Tragödie in Istanbul: Familie tot im Hotelzimmer – Jetzt sind die Urteile gefallen

Im November des vergangenen Jahres endete ein Aufenthalt einer Hamburger Familie in Istanbul auf tragische Weise: Die Eltern und ihre beiden kleinen Kinder wurden mit Symptomen wie Erbrechen, Durchfall und Atemnot ins Krankenhaus eingeliefert. Keines der vier Familienmitglieder überlebte.

Zunächst gingen die Behörden von einer Lebensmittelvergiftung aus. Im Laufe der Ermittlungen stellte sich jedoch heraus, dass das hochgiftige Gas Phosphin für die Vergiftung und den Tod der deutsch-türkischen Familie verantwortlich war. Dieses Gas kann freigesetzt werden, wenn Schädlingsbekämpfungsmittel auf Basis von Aluminiumphosphid zum Einsatz kommen.

Seit April dieses Jahres standen die mutmaßlich Verantwortlichen vor Gericht. Die Staatsanwaltschaft warf ihnen vor, dass eine Schädlingsbekämpfungsfirma das Pestizid Aluminiumphosphid in dem Hotel angewendet hatte, in dem die Familie logierte. Für den Einsatz dieses Mittels fehlte der Firma die behördliche Genehmigung. Auf der Anklagebank saßen der Hotelbesitzer, mehrere Angestellte sowie Führungskräfte und Mitarbeiter des Schädlingsbekämpfungsunternehmens, das auch als „Kammerjäger“ bekannt ist.

Das Gericht in Istanbul-Caglayan verhängte nun hohe Haftstrafen für die Verantwortlichen der Katastrophe: Am vergangenen Freitag wurden der Firmeninhaber und sein Sohn zu jeweils 18 Jahren Haft verurteilt. Der Mitarbeiter der Schädlingsbekämpfungsfirma, der die Behandlung im Hotel durchführte, erhielt eine Strafe von 12 Jahren und 2 Monaten.

Auch der Hotelbetreiber blieb nicht von einer Haftstrafe verschont: Er wurde zu 13 Jahren und 4 Monaten Gefängnis verurteilt, da das Gericht auf „bewusste fahrlässige Tötung“ erkannte. Allerdings gab es auch Freisprüche: Zwei Rezeptionisten des Hotels, die ebenfalls angeklagt waren, wurden nicht verurteilt. Einer von ihnen hatte vorgeworfen bekommen, die Hoteltür verschlossen und dadurch die ärztliche Versorgung der Familie verzögert zu haben.

Das Urteil ist jedoch noch nicht rechtskräftig. Vor Gericht hatten die nun Verurteilten die Vorwürfe zurückgewiesen. Der Hotelbetreiber brachte erneut die These einer Lebensmittelvergiftung vor, die jedoch von einem Gutachten bereits widerlegt worden war. Ähnlich argumentierte der Sohn des Firmeninhabers.

Der Hotelbetreiber erklärte gegenüber der Deutschen Presse-Agentur, es sei nicht seine Aufgabe gewesen, die Echtheit des Zertifikats der Schädlingsbekämpfungsfirma zu überprüfen. Die Verteidigung hatte auf Freispruch plädiert. Es ist daher nicht ausgeschlossen, dass die Verurteilten und ihre Anwälte Rechtsmittel gegen das Urteil einlegen werden.

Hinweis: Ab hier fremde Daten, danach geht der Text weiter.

PR #5317, opened 2017-11-09
{chem,math,lib}[intel/2017b] NAMD 2.12, MDTraj 1.9.1, molmod 1.4.3, yaff 1.4.2

tovrstra:
I have some questions about the NAMD easyconfig:
- The download from the NAMD website (requires login) is a `tar` file and not a `tar.gz` file. Still, the `.gz` extension is present. I've added a comment to reduce the confusion. I hope this is OK.
- Is there a way to change the easyconfig such that it uses `Tcl/8.6.7-GCCcore-6.4.0` instead of `Tcl/8.6.6-intel-2017b`. The former is loaded with Python/3.6.3-intel-2017b and may cause conflicts when loading NAMD afterwards. How should we deal with this?


boegel:
@tovrstra Which comment are you referring to for NAMD, I don't see it in the easyconfig file?

If the source filename is incorrectly named, you probably need to specify the correct extraction command yourself, since EasyBuild relies on the file extension being correct. See http://easybuild.readthedocs.io/en/latest/Writing_easyconfig_files.html#common-easyconfig-param-sources-alt.

To fix the Tcl issue, why not bump the Tcl version for NAMD to 8.6.7? Note that `Tcl-8.6.7-GCCcore-6.4.0.eb` suffices to resolve that dependency; since EasyBuild v3.x, `eb` will also consider subtoolchains if an easyconfig with the 'parent' toolchain (`intel` here) is not found.

easybuild/easyconfigs/m/MDTraj/MDTraj-1.9.1-intel-2017b-Python-3.6.3.eb
```diff
@@ -0,0 +1,29 @@
...
+    ('Python', '3.6.3'),
+    ('zlib', '1.2.11'),
+]
+
+# The unit tests of MDTraj are a pain to get to work: they require
+# a massive number of extra dependencies. See
+# https://github.com/mdtraj/mdtraj/blob/master/devtools/conda-recipe/meta.yaml
+sanity_check_paths = {
+    'files': [],
+    'dirs': ['lib/python%(pyshortver)s/site-packages/%(namelower)s-%(version)s-py%(pyshortver)s-linux-x86_64.egg/%(namelower)s'],
```
boegel: This line is too long, so it should be trimmed somehow (that's also why the tests are failing in Travis, we're stricter w.r.t. style now in easyconfigs).

You can just check for `lib/python%(pyshortver)s/site-packages` here, since EasyBuild already does an `import mdtraj` check.

easybuild/easyconfigs/n/NAMD/NAMD-2.12-intel-2017b-mpi.eb
```diff
@@ -0,0 +1,24 @@
...
+versionsuffix = '-mpi'
+
+homepage = 'http://www.ks.uiuc.edu/Research/namd/'
+description = """NAMD is a parallel molecular dynamics code designed for high-performance simulation of
+ large biomolecular systems."""
+
+toolchain = {'name': 'intel', 'version': '2017b'}
+toolchainopts = {'pic': True, 'usempi': True}
+
+sources = ['NAMD_%(version)s_Source.tar.gz']
```
boegel: @tovrstra Please include a SHA256 checksum here too (you can use `--inject-checksums` for that).

easybuild/easyconfigs/y/yaff/yaff-1.4.2-intel-2017b-Python-3.6.3.eb
```diff
@@ -0,0 +1,32 @@
...
+
+homepage = 'http://molmod.github.io/yaff/'
+description = """Yaff stands for 'Yet another force field'. It is a pythonic force-field code."""
+
+toolchain = {'name': 'intel', 'version': '2017b'}
+toolchainopts = {'lowopt': True}
+
+source_urls = ['https://github.com/molmod/yaff/releases/download/%(version)s']
+sources = [SOURCE_TAR_GZ]
+patches = ['yaff-1.4.2-add-missing-include.patch']
```
boegel: Please include `SHA256` checksums for both `sources` and `patches` (pro tip: use `--inject-checksums`).

Also avoid hardcoding the `yaff` version in `patches`, use `%(version)s` instead.

easybuild/easyconfigs/m/MDTraj/MDTraj-1.9.1-intel-2017b-Python-3.6.3.eb
tovrstra: Good. How does easybuild now that it should try `import mdtraj`? The module name is not necessarily related to the package name.

boegel: By default is uses `name.lower()`, you can override it with:

```python
options = {'modulename': 'foo'}
```

easybuild/easyconfigs/n/NAMD/NAMD-2.12-foss-2017a-mpi.eb
```diff
@@ -9,7 +9,11 @@ description = """NAMD is a parallel molecular dynamics code designed for high-pe
 toolchain = {'name': 'foss', 'version': '2017a'}
 toolchainopts = {'usempi': True, 'pic': True}
 
-sources = ['NAMD_%(version)s_Source.tar.gz']
+sources = [{
+    'filename': 'NAMD_%(version)s_Source.tar.gz',
+    'extract_cmd': "tar xfv %s",  # source file is actually not gzipped
```
boegel: Hmm, seems like I have been modifying the downloaded sources myself (i.e. by zipping it again) up until now, because the source file I have *is* gzipped. It's not when I redownloaded it though.

Does this ring a bell for you @akesandgren?

tovrstra: I just subscribed to the NAMD mailinglist and posted a question for this. I'll post the replies I'll get here.

easybuild/easyconfigs/m/MDTraj/MDTraj-1.9.1-intel-2017b-Python-3.6.3.eb
tovrstra: Allright! Thanks. In that case, I can remove this line from the yaff eb file.

tovrstra:
It seems that `Tcl-8.6.7` cannot be used as a dependency in `NAMD-2.12-intel-2017a-mpi.eb`? Why doesn't it use `Tcl-8.6.7-GCCcore-6.4.0` as a dependency in that case?

easybuild/easyconfigs/n/NAMD/NAMD-2.12-intel-2017a-mpi.eb
```diff
@@ -9,10 +9,14 @@ description = """NAMD is a parallel molecular dynamics code designed for high-pe
...
-sources = ['NAMD_%(version)s_Source.tar.gz']
+sources = [{
+    'filename': 'NAMD_%(version)s_Source.tar.gz',
+    'extract_cmd': "tar xfv %s",  # source file is actually not gzipped
+}]
+checksums = ['3be34f04c64a1e4225c04560c676ca8ff9bb57aa8830e42a46bf9ac6b16eb403']
 
 dependencies = [
-    ('Tcl', '8.6.6'),
+    ('Tcl', '8.6.7'),
```
boegel: @tovrstra Don't bump dependency versions in existing easyconfigs, since that may cause problems elsewhere (e.g. version conflicts on Tcl when this NAMD is reinstalled and then combined with existing modules).

Also, there's no easyconfig file for Tcl 8.6.7 that is compatible with `inte/2017a`.

easybuild/easyconfigs/y/yaff/yaff-1.4.2-intel-2017b-Python-2.7.14.eb
```diff
@@ -11,15 +11,18 @@ toolchain = {'name': 'intel', 'version': '2017b'}
 
 source_urls = ['https://github.com/molmod/yaff/releases/download/%(version)s']
 sources = [SOURCE_TAR_GZ]
-checksums = ['f61a85dcbf375acb21d7540ad7a80850996315d5eca608cfe2d57867f6120710']
+patches = ['yaff-%(version)s-add-missing-include.patch']
```
boegel: Hmm, this worked fine without this patch though?

boegel:
@tovrstra For `intel/2017a`, `GCCcore/6.3.0` is a subtoolchain, so `Tcl-8.6.7-GCCcore-6.4.0.eb` wouldn't satisfy that dependency.

But you shouldn't be updating dep versions in existing easyconfigs anyway... :)

tovrstra:
ok. I'll fix that. Sorry...

tovrstra:
I've removed the dependency change. It should be OK now.

easybuild/easyconfigs/y/yaff/yaff-1.4.2-intel-2017b-Python-2.7.14.eb
tovrstra: I really have no idea. I also don't understand why it passed the unit tests without setting `lowopt=True`. I'll check.

easybuild/easyconfigs/n/NAMD/NAMD-2.12-foss-2017a-mpi.eb
akesandgren: The file I have on disk is NAMD_2.12_Source.tar.gz
But i don't remember having done anything to it.
And the older files i have are also tar.gz

tovrstra: Yes, the extension is tar.gz, but can you run the file command on it? When I do this, I get

```
$ file NAMD_2.12_Source.tar.gz 
NAMD_2.12_Source.tar.gz: POSIX tar archive (GNU)
```

So not gzipped, despite the extension.

easybuild/easyconfigs/y/yaff/yaff-1.4.2-intel-2017b-Python-2.7.14.eb
tovrstra: This is weird! Indeed, the patch is not needed for `yaff-1.4.2-intel-2017b-Python-2.7.14.eb` but it is still needed to let the tests pass for `yaff-1.4.2-intel-2017b-Python-3.6.3.eb`. Even stranger, the tests run fine on Delcatty without `lowopt=True`, while on Golett `lowopt=True` is needed. I'll revert the changes in `yaff-1.4.2-intel-2017b-Python-2.7.14.eb` but I can't make much sense out of the current behavior.

tovrstra:
Changes in `yaff-1.4.2-intel-2017b-Python-2.7.14.eb` were reverted.

easybuild/easyconfigs/y/yaff/yaff-1.4.2-intel-2017b-Python-2.7.14.eb
boegel: @tovrstra Delcatty is Intel Sandy Bridge, Golett is Intel Haswell, which may explain why `lowopt=True` is only needed for the latter for `yaff`.

easybuild/easyconfigs/n/NAMD/NAMD-2.12-foss-2017a-mpi.eb
boegel: @akesandgren Indeed, the downloaded file has `.tar.gz` extension, but it's really just a (non-gzipped) tarball.

I see the same thing when re-downloading it, so I suspect I just fixed that myself manually by gzipping it after downloading.

This approach here is better, but then we should also make it consistent (i.e. apply the same change, including a checksum, in the existing NAMD 2.12 easyconfigs).

boegel: ... which is exactly what @tovrstra did, thanks. :)

easybuild/easyconfigs/t/TAMkin/TAMkin-1.2.4-intel-2016a-Python-2.7.11.eb
```diff
@@ -0,0 +1,33 @@
...
+name = 'TAMkin'
+version = '1.2.4'
+versionsuffix = "-Python-%(pyver)s"
+
+homepage = 'http://molmod.github.io/tamkin/'
+description = """TAMkin is a post-processing toolkit for normal mode analysis,
+ thermochemistry and reaction kinetics. It uses a Hessian computation from a
+ standard computational chemistry program as its input."""
+
+toolchain = {'name': 'intel', 'version': '2016a'}
```
boegel: Hmm, this is the only one using `intel/2016a` rather than `intel/2017b`, does it belong to the same batch of software?

tovrstra: No, this is an older one, in fact unrelated to the other ones. I haven't converted TAMkin to work with Python 3 yet.

easybuild/easyconfigs/n/NAMD/NAMD-2.12-foss-2017a-mpi.eb
tovrstra: You can follow up my message on the mailing list here: http://www.ks.uiuc.edu/Research/namd/mailing_list/namd-l.2016-2017/2442.html
No replies yet. Nobody seems to care, so don't expect this to change anytime soon.

I've looked around a bit: you can also get the source code here apparently: https://github.com/divijverma/NAMD/releases I'm not sure how legal and reliable that is. At least you'll get a .tar.gz when you're told so :)

tovrstra:
Are there any other changes needed. I think all is fixed now?

boegel:
@tovrstra The `TAMkin` easyconfig is proving to be a bit of a PITA, since the tests seem to be hanging for some reason.

Maybe it's better to remove the TAMkin easyconfig here, and open a separate pull request for it to avoid it blocking this PR?

easybuild/easyconfigs/n/NAMD/NAMD-2.12-foss-2017a-mpi.eb
boegel: We should stick to the official sources, and just deal with the faulty naming, it's an easy/clean fix now in the easyconfig.

tovrstra:
The TAMkin easyconfig was moved to separate PR: #5333

boegel:
Test report by @boegel
**FAILED**
Build succeeded for 2 out of 7 (7 easyconfigs in this PR)
node2101.delcatty.os - Linux centos linux 7.4.1708, Intel(R) Xeon(R) CPU E5-2670 0 @ 2.60GHz, Python 2.7.5
See https://gist.github.com/8c73c26172a9cdcb4fadbed812039b1c for a full test report.

boegel:
Test report by @boegel
**SUCCESS**
node2432.golett.os - Linux centos linux 7.4.1708, Intel(R) Xeon(R) CPU E5-2680 v3 @ 2.50GHz, Python 2.7.5
See https://gist.github.com/a6a14de5be0d025ed4d0726f6ccf715f for a full test report.

boegel:
Test report by @boegel
**FAILED**
Build succeeded for 6 out of 7 (7 easyconfigs in this PR)
See https://gist.github.com/786bfce2190739b571707909bf65cdb2 for a full test report.

boegel:
Test report by @boegel
**SUCCESS**
node2101.delcatty.os - Linux centos linux 7.4.1708, Intel(R) Xeon(R) CPU E5-2670 0 @ 2.60GHz, Python 2.7.5
See https://gist.github.com/6f8a482ae6d353d2735a2ba872c09656 for a full test report.

boegel:
Going in, thanks @tovrstra!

Wie die Bild berichtete, hat der Anwalt der Hinterbliebenen bereits angekündigt, in Berufung gehen zu wollen. Das Strafmaß bewertet er zwar als positiv, fordert jedoch eine Verurteilung wegen vorsätzlicher Tötung. Der Bruder des getöteten Familienvaters hingegen erklärte laut einer dpa-Meldung, er halte die verhängten Haftstrafen für eine gerechte Bestrafung. Medienberichten zufolge wird in einem weiteren Todesfall gegen die beteiligte Schädlingsbekämpfungsfirma ermittelt.